Your goal: The required result is the exact run of lines beginning at the one containing "finlay-jisc: That was" and ending at the last line of the entries.

Materials provided:
· · · · ·
PR #643, opened 2024-04-15
OC-854: Route links on int via correct DOI string

finlay-jisc:
The purpose of this PR was to ensure that DOI links point to the actual DOI address, rather than to Octopus directly, to provide persistence if Octopus were to go down. On int (and locally), these DOI links should be to [https://handle.test.datacite.org/](https://handle.test.datacite.org/) to avoid 404ing.

---

### Acceptance Criteria:

- DOI links on int in the publication metadata box and on PDFs point to DOI URLs beginning with https://handle.test.datacite.org/, following by the DOI ID string
---

### Checklist:

- [ ] Automated tests added
- [ ] Documentation updated

---

### Tests:

UI
Screenshot 2024-04-15 105436

API
Screenshot 2024-04-15 110311

E2E
Screenshot 2024-04-15 105408

---

### Screenshots:

DOI links will appear like this on int.
Screenshot 2024-04-15 112339

### DIFF
--- a/api/src/lib/helpers.ts
+++ b/api/src/lib/helpers.ts
@@ -713,7 +713,7 @@ export const formatAffiliationName = (affiliation: I.MappedOrcidAffiliation): st
     }${organization.address.country}`;
 };
 
-const doiLinkBase = `https://doi.org/`;
+const doiLinkBase = `https://${process.env.STAGE === 'prod' ? 'doi.org' : 'handle.test.datacite.org'}/`;
 
 export const createPublicationHTMLTemplate = (
     publicationVersion: I.PublicationVersion,
--- a/e2e/tests/PageModel.ts
+++ b/e2e/tests/PageModel.ts
@@ -92,7 +92,7 @@ export const PageModel = {
             // coi
             'h2:has-text("Conflict of interest")'
         ],
-        doiLink: 'aside [aria-label="DOI link: https://doi.org/10.82259/cl3fz14dr0001es6i5ji51rq4"]',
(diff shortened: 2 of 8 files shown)


api/src/lib/helpers.ts
```diff
@@ -713,7 +713,7 @@ export const formatAffiliationName = (affiliation: I.MappedOrcidAffiliation): st
     }${organization.address.country}`;
 };
 
-const doiLinkBase = `https://doi.org/`;
+const doiLinkBase = `https://${process.env.STAGE === 'prod' ? 'doi.org' : 'handle.test.datacite.org'}/`;
```
adwearing-jisc, line 716: Possible alternative, put the doi url in environment variables. can just use ${process.env.DOI_URL} for example. Other than code style preferences, benefit is incase that url changes or you need to introduce a different url for int in the future, it's easy to change in env vars.

adwearing-jisc (approved):
Just a possible alternative to retrieve the DOI urls, more down to style preferences though.

api/src/lib/helpers.ts
finlay-jisc: That was my initial plan actually; I thought it would be easier not to have it in the env vars just to keep that list as short as it can be and give new people 1 less thing to look up / understand before they can get started. It's true about the ease of changing though.

adwearing-jisc: Ah interesting thought, maybe I should learn a lesson from this, I just make the env files bigger and bigger then regret it when I have to do a clean clone of the repo.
· · · · ·
Output of the task:
finlay-jisc: That was my initial plan actually; I thought it would be easier not to have it in the env vars just to keep that list as short as it can be and give new people 1 less thing to look up / understand before they can get started. It's true about the ease of changing though.

adwearing-jisc: Ah interesting thought, maybe I should learn a lesson from this, I just make the env files bigger and bigger then regret it when I have to do a clean clone of the repo.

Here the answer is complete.